Consumo de Álcool: Compreender os Riscos para a sua Saúde

Mai 22, 2026 | Artigos

Joana Chagas

Médica Interna de Formação Específica de Medicina Geral e Familiar na Unidade de Saúde Familiar Jardim dos Plátanos | ULS Lisboa Ocidental

Margarida Peixoto

Docente Afiliada da NOVA Medical School | Faculdade de Ciências Médicas | Universidade Nova de Lisboa
Médica Interna de Formação Específica de Medicina Geral e Familiar na Unidade de Saúde Familiar Jardim dos Plátanos | ULS Lisboa Ocidental

O consumo de álcool em Portugal é uma questão cultural, estando frequentemente associado a momentos de convívio, celebração e relaxamento. No entanto, a Organização Mundial de Saúde alerta: não existe um nível seguro de consumo de bebidas alcoólicas. É importante desmistificar a ideia de que o problema reside apenas em quem ingere grandes quantidades ou chega ao estado de embriaguez: todo e qualquer consumo apresenta riscos, que aumentam proporcionalmente à quantidade ingerida.

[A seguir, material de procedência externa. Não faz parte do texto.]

PR #1853, opened 2023-03-14
Fixed multi-person property issues in board view

Devorein:


components/common/BoardEditor/focalboard/src/components/propertyValueElement.tsx
```diff
@@ -112,12 +111,13 @@ function PropertyValueElement(props: Props): JSX.Element {
   } else if (propertyTemplate.type === 'person') {
     return (
       <UserProperty
-        memberIds={typeof propertyValue === 'string' ? [propertyValue] : propertyValue ?? []}
+        memberIds={propertyValue as string[]}
```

O impacto na saúde pública é severo:

Em 2023, registaram-se mais de 40 mil internamentos hospitalares em Portugal atribuíveis ao álcool e, em 2021, a doença alcoólica foi responsável por 2.526 mortes. Além dos riscos individuais, a condução sob o efeito do álcool compromete a segurança de toda a comunidade.

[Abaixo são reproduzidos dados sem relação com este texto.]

PR #1855, opened 2023-03-14
add templates and update nft hackathon template

mattcasey:
also adds scrollbars since we have so many now:
image


components/common/CreateSpaceForm/SelectNewSpaceTemplate.tsx
```diff
@@ -20,56 +19,79 @@ type SelectNewSpaceTemplateProps = {
...
+              onClick={() => onSelect(template)}
+              label={spaceContentTemplates[template]}
+              icon={templateIcon[template]}
+            />
+          </Grid>
+        ))}
+        <Grid item>
+          <Divider flexItem sx={{ mb: 2 }} />
+          <Typography variant='caption' color='secondary' textTransform='uppercase' fontWeight='bold'>
+            Transfer from another platform
```
motechFR, line 74: This is a nice demarcation

motechFR:
For the hackathon template, we have this "Page Not Found" showing up

Screenshot 2023-03-14 at 21 11 50

lib/templates/interfaces.ts
```diff
@@ -19,7 +19,11 @@ export interface PageWithBlocks {
     card?: Block;
   };
   votes?: (Vote & { voteOptions: VoteOptions[] })[];
-  proposal?: (Proposal & { authors: ProposalAuthor[]; reviewers: ProposalReviewer[] }) | null;
+  proposal?:
+    | (Proposal & {
+        category: null | (ProposalCategory & { proposalCategoryPermissions: ProposalCategoryPermission[] });
```
motechFR, line 24: Why are we importing category permissions?

I think we should make import / exports focused on content only

lib/templates/importWorkspacePages.ts
```diff
@@ -314,27 +308,47 @@ export async function generateImportWorkspacePages({
...
           bountyId: oldNewPageIdHashMap[node.id]
         });
       });
     } else if (node.type === 'proposal' && node.proposal) {
       // TODO: Handle cross space reviewers and authors
-      const { createdBy: proposalCreatedBy, authors, reviewers, ...proposal } = node.proposal;
+      const { category, ...proposal } = node.proposal;
+      let categoryId: string | undefined;
+      if (category) {
+        categoryId = space.proposalCategories.find((cat) => cat.title === category.title)?.id;
```
motechFR, line 327: I was wondering what would be the best way to handle this.

- Agree with matching the proposal categories by title.

- Disagree with creating new proposal categories. We could maybe do that thing of having a readonly general category and defaulting proposals to that one if no match found?

lib/templates/exportWorkspacePages.ts
```diff
@@ -130,8 +130,11 @@ export async function exportWorkspacePages({
           id: node.proposalId
         },
         include: {
-          authors: true,
-          reviewers: true
+          category: {
+            include: {
+              proposalCategoryPermissions: true
```
motechFR, line 135: I think we should ignore permissions in context of import/exports

mattcasey: done

motechFR (approved):
Looks good 👍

O álcool é um fator de risco determinante para as principais causas de morte no nosso país, que são doenças cardiovasculares e cancro. Ao promover processos inflamatórios, contribui para o desenvolvimento e agravamento de hipertensão, obesidade, colesterol alto, arritmias e diabetes tipo 2, agravando significativamente o risco de enfartes (ataques cardíacos) e acidentes vasculares cerebrais (AVCs). A relação entre o álcool e o cancro é igualmente direta e depende da dose: quanto mais se bebe, maior o risco. O consumo de álcool altera o ADN, desregula os níveis hormonais e reduz as defesas do organismo, estando associado a cancros comuns em Portugal, como o cancro da mama, que é o cancro mais frequente nas mulheres em Portugal, e o cancro do cólon e reto, que é o segundo cancro mais frequente em Portugal.

Além destas patologias, o consumo regular de álcool aumenta o risco de desenvolver e agravar várias doenças, por exemplo:

  • Aparelho digestivo: refluxo, gastrite, úlcera péptica, cirrose, pancreatite.
  • Saúde mental e cerebral: ansiedade, depressão, insónia e demência.
  • Fraqueza óssea, com maior risco de fraturas
  • Imunossupressão, com maior risco de infeções
  • Problemas sexuais, como infertilidade ou disfunção erétil

Como reduzir o consumo?

A evidência científica é clara: não existe um nível seguro de consumo de álcool. O objetivo deve ser a abstinência ou um consumo verdadeiramente ocasional e consciente.

Reduzir o consumo de álcool traz benefícios imediatos, como melhoria do sono, mais energia, melhor concentração e memória, e melhor controlo do peso e da tensão arterial. A longo prazo, reduz o risco das doenças mencionadas previamente.

A redução pode ser feita de forma progressiva, ao ritmo de cada pessoa, mas com uma meta clara: menos é melhor, zero é o ideal.

Algumas sugestões para reduzir o consumo são:

  1. Estabeleça metas claras: Defina antecipadamente um número máximo de bebidas para uma ocasião e cumpra-o.
  2. Mude o ambiente doméstico: Evite ter bebidas alcoólicas em casa e quebre o hábito de beber rotineiramente (por exemplo, ao jantar ou a ver televisão).
  3. Hidrate-se e alimente-se: Acompanhe sempre a bebida alcoólica com água e comida, pois isto ajuda a reduzir o efeito do álcool no organismo.
  4. Explore alternativas: Opte por versões sem álcool das suas bebidas favoritas.
  5. Reserve para exceções: Tente limitar o consumo apenas a momentos de brinde em ocasiões verdadeiramente especiais.

Se sentir dificuldade em reduzir o consumo ou se notar sintomas físicos ao tentar fazê-lo, procure apoio junto do seu Médico de Família.

Lembre-se: no que toca ao álcool, quanto menos, melhor.